> **Task to carry out**: Return each of the entries below word for word.

********

PR #1048, opened 2026-02-23
fix: show stage all button when no files are staged

### LINKED ISSUE #1047: UX: Stage all button is missing if no files are staged
The 'Stage All' button only appears if at least one file is staged, but does not appear when non are staged.

It should appear unconditionally.

Image

jschwxrz:
Shows "Stage All" Button also when no file is staged yet

fixes #1047


arnestrickmann:
@jschwxrz Thanks for opening this PR!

********

> **Answer section**:
PR #1048, opened 2026-02-23
fix: show stage all button when no files are staged

### LINKED ISSUE #1047: UX: Stage all button is missing if no files are staged
The 'Stage All' button only appears if at least one file is staged, but does not appear when non are staged.

It should appear unconditionally.

Image

jschwxrz:
Shows "Stage All" Button also when no file is staged yet

fixes #1047


arnestrickmann:
@jschwxrz Thanks for opening this PR!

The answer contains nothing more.